(Saved data entries)
*** Begin section ***

Issue #3692, opened 2022-10-28
Integrate filestack into photo submission upload for students


viviancan:

viviancan:
Verifying this is on QA. I have a follow-up PR ([PR #3702](https://github.com/Iridescent-CM/technovation-app/pull/3702)) that will fix the photo grid styling in some of the other places where screenshots are viewed.

dboyer:
Testing on QA and it's looking good. I love the process of selecting multiple images and then having an option to edit each - so smooth. A couple things:

- I see that only uploading from the computer is possible and not the web cam or link to a URL options that are available for profile pics. I think that makes sense but wanted to confirm that was an intentional choice.

- When uploading three or more images, the image extends beyond the container. I don't think this is a huge deal but a heads up in case it is specifically not supposed to do that.
<img width="720" alt="Screen Shot 2022-11-09 at 11 11 46 AM" src="https://user-images.githubusercontent.com/516764/200881880-79cab3e2-3d13-4928-8aa8-feceb5ebcd57.png">

dboyer:
Three people on PT and I ran through photo submissions again as both a student and mentor and did not find any issues with the photo upload process. We're good to deploy this!

viviancan:
Re: images extending the container. I could not reproduce this locally! I can try another solution using flexbox. I do not think this is a blocker though! Another ticket will be created so I can investigate further.

PR #3700, opened 2022-11-02
Part1 - Updated student/mentor screenshot upload process to use filestack

viviancan:
Refs #3692

CleanShot 2022-11-02 at 14 32 41

The "meat" of this PR is in `app/javascript/components/ScreenshotUploader.vue`. This component was updated to use filestack to upload and process screenshot images. 

Basic flow for filestack screenshot image upload
1. User adds image using filestack picker (widget/modal that opens to add photo)
2. Filestack begins uploading the photo through filestack and stores to the appropriate s3 bucket (`AWS_ENV_BUCKET/uploads/screenshot/filestack/team_submission_id/image`) 
3. Once process is complete, filestack returns a filestack reference URL that points to the image in the s3 bucket. This URL reference is some version of `https://cdn.filestackcontent.com/RANDOM_STRING_HERE`
4. A filestack specific callback function is called (`onFileUploadFinished`) and a form is created with appropriate form data
5.  A post request is made to save the screenshot records which uses the filestack reference URL for the image column in the DB

Note - I had to update the s3 bucket path where screenshots are being stored. They were originally stored in the following path: `AWS_BUCKET_NAME/uploads/screenshot/image/screenshot_id/image`. Now they are stored `AWS_ENV_BUCKET/uploads/screenshot/filestack/team_submission_id/image`.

*** End section ***

The entries above are to be retyped exactly, with nothing left out.

Issue #3692, opened 2022-10-28
Integrate filestack into photo submission upload for students


viviancan:

viviancan:
Verifying this is on QA. I have a follow-up PR ([PR #3702](https://github.com/Iridescent-CM/technovation-app/pull/3702)) that will fix the photo grid styling in some of the other places where screenshots are viewed.

dboyer:
Testing on QA and it's looking good. I love the process of selecting multiple images and then having an option to edit each - so smooth. A couple things:

- I see that only uploading from the computer is possible and not the web cam or link to a URL options that are available for profile pics. I think that makes sense but wanted to confirm that was an intentional choice.

- When uploading three or more images, the image extends beyond the container. I don't think this is a huge deal but a heads up in case it is specifically not supposed to do that.
<img width="720" alt="Screen Shot 2022-11-09 at 11 11 46 AM" src="https://user-images.githubusercontent.com/516764/200881880-79cab3e2-3d13-4928-8aa8-feceb5ebcd57.png">

dboyer:
Three people on PT and I ran through photo submissions again as both a student and mentor and did not find any issues with the photo upload process. We're good to deploy this!

viviancan:
Re: images extending the container. I could not reproduce this locally! I can try another solution using flexbox. I do not think this is a blocker though! Another ticket will be created so I can investigate further.

PR #3700, opened 2022-11-02
Part1 - Updated student/mentor screenshot upload process to use filestack

viviancan:
Refs #3692

CleanShot 2022-11-02 at 14 32 41

The "meat" of this PR is in `app/javascript/components/ScreenshotUploader.vue`. This component was updated to use filestack to upload and process screenshot images. 

Basic flow for filestack screenshot image upload
1. User adds image using filestack picker (widget/modal that opens to add photo)
2. Filestack begins uploading the photo through filestack and stores to the appropriate s3 bucket (`AWS_ENV_BUCKET/uploads/screenshot/filestack/team_submission_id/image`) 
3. Once process is complete, filestack returns a filestack reference URL that points to the image in the s3 bucket. This URL reference is some version of `https://cdn.filestackcontent.com/RANDOM_STRING_HERE`
4. A filestack specific callback function is called (`onFileUploadFinished`) and a form is created with appropriate form data
5.  A post request is made to save the screenshot records which uses the filestack reference URL for the image column in the DB

Note - I had to update the s3 bucket path where screenshots are being stored. They were originally stored in the following path: `AWS_BUCKET_NAME/uploads/screenshot/image/screenshot_id/image`. Now they are stored `AWS_ENV_BUCKET/uploads/screenshot/filestack/team_submission_id/image`.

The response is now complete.